• Problem
Of the entries below, restate word for word only the section that runs from the line with "We've increased usage" to the line with "- Introduced LockManager", counting both ends.

• The data
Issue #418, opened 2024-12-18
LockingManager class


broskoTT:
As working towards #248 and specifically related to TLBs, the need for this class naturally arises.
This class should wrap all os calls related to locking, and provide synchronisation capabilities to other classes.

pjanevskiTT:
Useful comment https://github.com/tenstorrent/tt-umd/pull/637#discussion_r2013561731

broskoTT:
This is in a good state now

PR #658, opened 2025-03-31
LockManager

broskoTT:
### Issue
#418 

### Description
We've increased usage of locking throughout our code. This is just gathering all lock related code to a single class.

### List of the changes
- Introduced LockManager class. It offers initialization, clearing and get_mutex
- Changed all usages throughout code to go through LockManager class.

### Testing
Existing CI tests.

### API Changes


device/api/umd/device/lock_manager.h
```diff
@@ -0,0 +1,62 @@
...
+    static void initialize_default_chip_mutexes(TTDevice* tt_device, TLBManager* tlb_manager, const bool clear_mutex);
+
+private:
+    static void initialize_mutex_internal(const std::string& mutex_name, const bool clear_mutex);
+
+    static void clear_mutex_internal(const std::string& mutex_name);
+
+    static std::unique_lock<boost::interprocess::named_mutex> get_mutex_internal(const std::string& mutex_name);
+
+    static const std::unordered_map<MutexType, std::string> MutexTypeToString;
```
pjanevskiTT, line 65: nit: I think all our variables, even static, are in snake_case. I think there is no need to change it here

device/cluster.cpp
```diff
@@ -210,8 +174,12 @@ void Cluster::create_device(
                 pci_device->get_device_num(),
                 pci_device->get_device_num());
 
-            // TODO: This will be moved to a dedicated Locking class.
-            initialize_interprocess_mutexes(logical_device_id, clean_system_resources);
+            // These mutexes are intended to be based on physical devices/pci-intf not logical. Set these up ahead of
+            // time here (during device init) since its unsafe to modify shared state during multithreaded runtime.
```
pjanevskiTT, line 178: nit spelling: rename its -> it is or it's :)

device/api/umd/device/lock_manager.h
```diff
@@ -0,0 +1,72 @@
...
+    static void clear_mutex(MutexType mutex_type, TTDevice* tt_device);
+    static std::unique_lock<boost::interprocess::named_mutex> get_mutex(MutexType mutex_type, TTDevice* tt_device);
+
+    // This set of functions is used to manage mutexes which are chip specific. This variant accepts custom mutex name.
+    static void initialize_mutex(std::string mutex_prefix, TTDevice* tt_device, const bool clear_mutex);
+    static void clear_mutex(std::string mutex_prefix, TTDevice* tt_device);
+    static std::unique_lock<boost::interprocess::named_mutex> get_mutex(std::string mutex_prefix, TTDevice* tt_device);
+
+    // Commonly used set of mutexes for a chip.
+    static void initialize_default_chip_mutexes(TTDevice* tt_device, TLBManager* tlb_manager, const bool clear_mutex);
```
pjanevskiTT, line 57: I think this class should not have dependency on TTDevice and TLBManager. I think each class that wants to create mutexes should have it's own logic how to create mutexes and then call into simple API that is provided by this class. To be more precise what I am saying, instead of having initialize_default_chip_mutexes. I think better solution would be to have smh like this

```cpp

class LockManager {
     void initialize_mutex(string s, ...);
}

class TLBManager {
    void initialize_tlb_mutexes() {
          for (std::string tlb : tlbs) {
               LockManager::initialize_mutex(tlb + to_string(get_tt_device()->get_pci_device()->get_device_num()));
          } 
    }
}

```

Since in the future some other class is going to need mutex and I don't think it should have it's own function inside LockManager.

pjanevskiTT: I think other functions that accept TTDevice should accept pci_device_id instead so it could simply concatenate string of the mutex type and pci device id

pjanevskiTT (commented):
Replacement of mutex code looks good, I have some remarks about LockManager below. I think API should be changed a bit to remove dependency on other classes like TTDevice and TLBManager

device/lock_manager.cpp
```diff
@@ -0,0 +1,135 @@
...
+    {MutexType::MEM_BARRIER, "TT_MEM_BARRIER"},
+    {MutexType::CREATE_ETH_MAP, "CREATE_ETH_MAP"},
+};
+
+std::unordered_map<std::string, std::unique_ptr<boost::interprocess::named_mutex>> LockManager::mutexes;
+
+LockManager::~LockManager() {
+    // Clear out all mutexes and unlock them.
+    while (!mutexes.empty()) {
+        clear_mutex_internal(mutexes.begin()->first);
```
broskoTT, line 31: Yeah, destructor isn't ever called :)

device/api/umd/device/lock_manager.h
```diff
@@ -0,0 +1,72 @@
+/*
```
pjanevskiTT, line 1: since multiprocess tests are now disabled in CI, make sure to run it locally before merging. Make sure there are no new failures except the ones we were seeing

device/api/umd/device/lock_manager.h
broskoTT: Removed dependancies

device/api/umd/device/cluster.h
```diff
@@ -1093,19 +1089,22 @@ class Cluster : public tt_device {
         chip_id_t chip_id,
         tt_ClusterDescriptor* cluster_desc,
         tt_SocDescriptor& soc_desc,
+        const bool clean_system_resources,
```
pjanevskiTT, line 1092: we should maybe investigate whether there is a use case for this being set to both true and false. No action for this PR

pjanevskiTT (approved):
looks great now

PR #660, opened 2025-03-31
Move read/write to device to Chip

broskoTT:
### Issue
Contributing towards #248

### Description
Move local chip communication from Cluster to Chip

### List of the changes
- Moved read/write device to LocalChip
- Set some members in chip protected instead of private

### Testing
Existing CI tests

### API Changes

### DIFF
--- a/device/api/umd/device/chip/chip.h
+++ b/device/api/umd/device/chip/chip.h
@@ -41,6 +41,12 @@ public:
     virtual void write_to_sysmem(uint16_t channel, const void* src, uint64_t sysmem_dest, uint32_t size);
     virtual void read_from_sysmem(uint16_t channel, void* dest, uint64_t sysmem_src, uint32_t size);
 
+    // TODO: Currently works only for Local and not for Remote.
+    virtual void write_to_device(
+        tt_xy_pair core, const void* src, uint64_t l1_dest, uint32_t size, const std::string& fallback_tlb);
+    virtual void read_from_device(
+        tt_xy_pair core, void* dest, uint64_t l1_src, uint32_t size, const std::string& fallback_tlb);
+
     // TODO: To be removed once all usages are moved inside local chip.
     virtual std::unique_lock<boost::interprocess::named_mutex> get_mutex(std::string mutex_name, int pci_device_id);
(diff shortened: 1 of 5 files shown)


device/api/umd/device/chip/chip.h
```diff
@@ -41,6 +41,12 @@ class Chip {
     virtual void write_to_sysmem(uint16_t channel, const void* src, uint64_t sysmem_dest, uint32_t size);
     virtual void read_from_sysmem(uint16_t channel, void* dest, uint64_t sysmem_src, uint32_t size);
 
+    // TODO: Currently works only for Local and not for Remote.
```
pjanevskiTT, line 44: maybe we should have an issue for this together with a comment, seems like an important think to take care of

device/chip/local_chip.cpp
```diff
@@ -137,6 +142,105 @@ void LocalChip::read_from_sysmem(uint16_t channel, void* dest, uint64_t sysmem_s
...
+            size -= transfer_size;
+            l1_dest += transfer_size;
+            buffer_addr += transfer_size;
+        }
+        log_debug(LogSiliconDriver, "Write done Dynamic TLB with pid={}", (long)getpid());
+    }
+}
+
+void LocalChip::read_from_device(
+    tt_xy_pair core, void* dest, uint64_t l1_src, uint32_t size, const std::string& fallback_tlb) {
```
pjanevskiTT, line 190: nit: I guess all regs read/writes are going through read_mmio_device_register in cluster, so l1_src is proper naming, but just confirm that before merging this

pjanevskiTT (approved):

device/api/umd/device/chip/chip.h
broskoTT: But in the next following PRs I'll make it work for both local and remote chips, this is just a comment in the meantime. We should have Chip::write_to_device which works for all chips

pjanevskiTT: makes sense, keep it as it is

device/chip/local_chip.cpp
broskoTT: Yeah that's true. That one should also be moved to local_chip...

• Output of the task
We've increased usage of locking throughout our code. This is just gathering all lock related code to a single class.

### List of the changes
- Introduced LockManager class. It offers initialization, clearing and get_mutex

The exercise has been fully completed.